The positivist precision is only one form, for we and those in the humanities also have precise standards. Today we appreciate the metaphorical and narrative style of Malinowski. It was only incidentally learned that part of that productive process came from reading Conrad and from a self-confessed ‘shameful’ obsession with novels in the field. We have rejected Malinowski’s scientific theory of basic needs, meanwhile the ungeneralized anecdotes leave us knowledge. Science, in contrast, defines the anecdotal as pejorative.

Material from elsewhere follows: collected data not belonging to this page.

PR #3312, opened 2026-01-15
feat(vmcp): integrate a dummy optimizer

jerm-dro:
# Summary 

This PR integrates a `DummyOptimizer` into the `vMCP` server. In a future PR, the dummy optimizer will be replaced by a real optimizer that relies on embedding search.

Closes https://github.com/StacklokLabs/research/issues/134
Closes https://github.com/StacklokLabs/research/issues/139
Closes https://github.com/StacklokLabs/research/issues/140

# Changes

The commits largely tell the story in an easy to digest sequence, with a bit of debugging and polish at the end.

At a high level:

1. **extract AddOnRegisterSession hook to standalone method** - This is a noop. In a later commit, I modify the contained function. It was already complex, so moving it to a separate method is intended to make the code a bit more maintainable.
2. **add optimizer interfaces and types** - the purpose of this PR
3. **implement a dummy optimizer** - this is necessary for e2e testing this PR and ensuring everything is wired up correctly.
4. **operator: deep copy config fields** - modify the CRD config converter to deep copy the embedded config. This means new config fields like the optimizer settings don't require an update of the converter.
5. **introduce a reflection module for producing JSON schema objects from structs** - Rather than hardcoding the JSON schema, allow it to be derived from the structs definition.
6. **integration of the optimizer** - on each session creation, if the optimizer is enabled, we'll create an optimizer containing all of the tools & composite tools. The only tools exposed to the client will be `find_tool` and `call_tool`.

## Testing

Unit tests have been added for the new modules. An e2 test proves the integration is correct by demonstrating finding and calling both a tool and a composite tool. This is currently backed by the `DummyOptimizer` but should continue to work when replaced with a real optimizer.

## Large PR Justification

This PR is large for a few reasons:
- it generates docs and operator files
- it demonstrates a minimal-viable integration of an optimizer with an e2e test.

Making this PR smaller would require not fully integrating or testing, which I believe would cause confusion / code churn.

### DIFF
--- a/deploy/charts/operator-crds/Chart.yaml
+++ b/deploy/charts/operator-crds/Chart.yaml
@@ -2,5 +2,5 @@ apiVersion: v2
 name: toolhive-operator-crds
 description: A Helm chart for installing the ToolHive Operator CRDs into Kubernetes.
 type: application
-version: 0.0.97
+version: 0.0.98
 appVersion: "0.0.1"
--- a/deploy/charts/operator-crds/README.md
+++ b/deploy/charts/operator-crds/README.md
@@ -1,6 +1,6 @@
 # ToolHive Operator CRDs Helm Chart
 
-![Version: 0.0.97](https://img.shields.io/badge/Version-0.0.97-informational?style=flat-square)
+![Version: 0.0.98](https://img.shields.io/badge/Version-0.0.98-informational?style=flat-square)
 ![Type: application](https://img.shields.io/badge/Type-application-informational?style=flat-square)
 
 A Helm chart for installing the ToolHive Operator CRDs into Kubernetes.


pkg/vmcp/optimizer/dummy_optimizer.go
```diff
@@ -0,0 +1,122 @@
...
+//
+// Returns all matching tools with a score of 1.0 (exact match semantics).
+// TokenMetrics are returned as zero values (not implemented in dummy).
+func (d DummyOptimizer) FindTool(_ context.Context, input FindToolInput) (*FindToolOutput, error) {
+	if input.ToolDescription == "" {
+		return nil, fmt.Errorf("tool_description is required")
+	}
+
+	// Log all tools in the optimizer for debugging
+	fmt.Printf("[DummyOptimizer.FindTool] Searching for %q in %d tools:\n", input.ToolDescription, len(d.tools))
```
jhrozek: The use of fmt.Printf is fine for a dummy commit (the optimizer is only enabled through config), but let's not have prints going forward once we're out of the dummy phase.

pkg/vmcp/optimizer/optimizer.go
```diff
@@ -0,0 +1,88 @@
...
+	CallTool(ctx context.Context, input CallToolInput) (*mcp.CallToolResult, error)
+}
+
+// FindToolInput contains the parameters for finding tools.
+type FindToolInput struct {
+	// ToolDescription is a natural language description of the tool to find.
+	ToolDescription string `json:"tool_description" description:"Natural language description of the tool to find"`
+
+	// ToolKeywords is an optional list of keywords to narrow the search.
+	ToolKeywords []string `json:"tool_keywords,omitempty" description:"Optional keywords to narrow search"`
```
jhrozek, line 41: ToolKeywords is probably something to be used later (just trying to solidify my understanding of the PR)

pkg/vmcp/server/server.go
```diff
@@ -119,6 +120,10 @@ type Config struct {
 	// Only set when running in K8s with outgoingAuth.source: discovered.
 	// Used for /readyz endpoint to gate readiness on cache sync.
 	Watcher Watcher
+
+	// OptimizerFactory builds an optimizer from a list of tools.
+	// If not set, the optimizer is disabled.
+	OptimizerFactory func([]server.ServerTool) optimizer.Optimizer
```
jhrozek, line 126: should either the factory return (Optimizer, err) or should the caller check for nil? Right now we do neither

pkg/vmcp/server/adapter/optimizer_adapter.go
```diff
@@ -0,0 +1,100 @@
...
+func createCallToolHandler(opt optimizer.Optimizer) func(context.Context, mcp.CallToolRequest) (*mcp.CallToolResult, error) {
+	return func(ctx context.Context, request mcp.CallToolRequest) (*mcp.CallToolResult, error) {
+		input, err := schema.Translate[optimizer.CallToolInput](request.Params.Arguments)
+		if err != nil {
+			return mcp.NewToolResultError(fmt.Sprintf("invalid arguments: %v", err)), nil
+		}
+
+		result, err := opt.CallTool(ctx, input)
+		if err != nil {
+			return mcp.NewToolResultError(fmt.Sprintf("call_tool failed: %v", err)), nil
```
jhrozek, line 81: more of a philosophical question - I assume returning the internal errors might lead to the optimizer "leaking" what tools it was calling etc. Now I don't think there's a security risk, but if that's something that should be exposed to the client through errors or just logged.

(I'm mostly wondering what do you think here, I can't decide either way)

pkg/vmcp/server/adapter/optimizer_adapter.go
```diff
@@ -0,0 +1,100 @@
...
+		return result, nil
+	}
+}
+
+// mustMarshalSchema marshals a schema to JSON, panicking on error.
+// This is safe because schemas are generated from known types at startup.
+func mustGenerateSchema[T any]() json.RawMessage {
+	s, err := schema.GenerateSchema[T]()
+	if err != nil {
+		panic(fmt.Sprintf("failed to generate schema: %v", err))
```
jhrozek, line 94: note to self or other reviewers - at first I was going to push back on panic() but mustGenerateSchema is 1) properly named and 2) called on package init through global variables so any bug would be caught by tests

pkg/vmcp/optimizer/optimizer.go
```diff
@@ -0,0 +1,88 @@
...
+type ToolMatch struct {
+	// Name is the unique identifier of the tool.
+	Name string `json:"name"`
+
+	// Description is the human-readable description of the tool.
+	Description string `json:"description"`
+
+	// Parameters is the JSON schema for the tool's input parameters.
+	// Uses json.RawMessage to preserve the original schema format.
+	Parameters json.RawMessage `json:"parameters"`
```
jhrozek: Question: Should parameters be optional to allow calling tools that take no parameters (however rare they might be)?

pkg/vmcp/optimizer/optimizer.go
```diff
@@ -0,0 +1,88 @@
...
+type FindToolOutput struct {
+	// Tools contains the matching tools, ranked by relevance.
+	Tools []ToolMatch `json:"tools"`
+
+	// TokenMetrics provides information about token savings from using the optimizer.
+	TokenMetrics TokenMetrics `json:"token_metrics"`
+}
+
+// ToolMatch represents a tool that matched the search criteria.
+type ToolMatch struct {
```
jhrozek, line 54: Actually let's see if I understand the flow:
 - the client calls `find_tool`
 - FindTool returns FindToolOutput with a []ToolMatch
 - that ToolMatch gets serialized to the client through `mcp.NewToolResultStructuredOnly`

in that case, is it expected that we use different terminology than the MCP protocol (parameters vs inputSchema that MCP uses, see e.g. https://modelcontextprotocol.io/specification/2025-03-26/server/tools#listing-tools)

pkg/vmcp/optimizer/optimizer.go
```diff
@@ -0,0 +1,88 @@
...
+	ToolKeywords []string `json:"tool_keywords,omitempty" description:"Optional keywords to narrow search"`
+}
+
+// FindToolOutput contains the results of a tool search.
+type FindToolOutput struct {
+	// Tools contains the matching tools, ranked by relevance.
+	Tools []ToolMatch `json:"tools"`
+
+	// TokenMetrics provides information about token savings from using the optimizer.
+	TokenMetrics TokenMetrics `json:"token_metrics"`
```
jhrozek, line 50: why is this in the find tool output (just asking, unfamiliar with how optimizer works)

pkg/vmcp/schema/reflect.go
```diff
@@ -0,0 +1,184 @@
+package schema
```
jhrozek, line 1: have you considered e.g. https://github.com/invopop/jsonschema ?

pkg/vmcp/optimizer/dummy_optimizer.go
jerm-dro: I removed this anyways.

pkg/vmcp/optimizer/optimizer.go
jerm-dro: Yea, ToolKeywords can optionally be used by the MCP client if it thinks some keywords are important for refining the search.

pkg/vmcp/server/server.go
jerm-dro: Right now, the dummy optimizer construction always succeeds, so there's no need to return an error.

In the future, if the real optimizer may produce an error, we'll update this type.

pkg/vmcp/server/adapter/optimizer_adapter.go
jerm-dro: I think exposing the error to the MCP client is important if you want it to correct its behavior. Without information on the failure, the model is pretty much hopeless in figuring out the problem.

pkg/vmcp/server/adapter/optimizer_adapter.go
jerm-dro: Added a comment to clarify the contract.

pkg/vmcp/server/adapter/optimizer_adapter.go
jerm-dro: Added a comment to explain reasoning

pkg/vmcp/optimizer/optimizer.go
jerm-dro: As your comment below points out, this is actually better off called "InputSchema," which is actually required.

pkg/vmcp/optimizer/optimizer.go
jerm-dro: I've updated this to be called input schema.

pkg/vmcp/optimizer/optimizer.go
jerm-dro: The research folks wanted this here. I'll make a note to ask why.

I suspect we can delete it if we eventually push the o11y into the optimizer, but I'll leave it here for now.

pkg/vmcp/schema/reflect.go
jerm-dro: Given the simplicity of our use case, I opted for rolling our own. If we were to elaborate on our implementation more, I could see us using a more robust implementation.

jhrozek (approved):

A final characteristic of scientific explanation is that it is causal and subsumes individual cases under assumed general laws of nature; something Evans-Pritchard so severely contested. By contrast, a Marxist such as Maurice Godelier would sympathize and, were he here, would probably support the motion. But the Godeliers among you should recognize that in doing so, you are also voting with and for scientism. For a few, this would be no dilemma. A contributor to Critique of Anthropology has called for the end of fieldwork. 19 Once freed from what he called this ‘straitjacket’, the discipline could become truly ‘scientific’. Thus the detachment of the observer from human contamination is accomplished at the expense of knowledge and in the name of science. For a more convincing Marxist anthropology, I would suggest the word scientific be replaced by materialist.

To conclude, we have been bewitched, bothered and bewildered by a limited definition of science, even within its Western history. Until we can redefine and extend the meaning of science, we should vote for anthropology as knowledge, global and unconfined.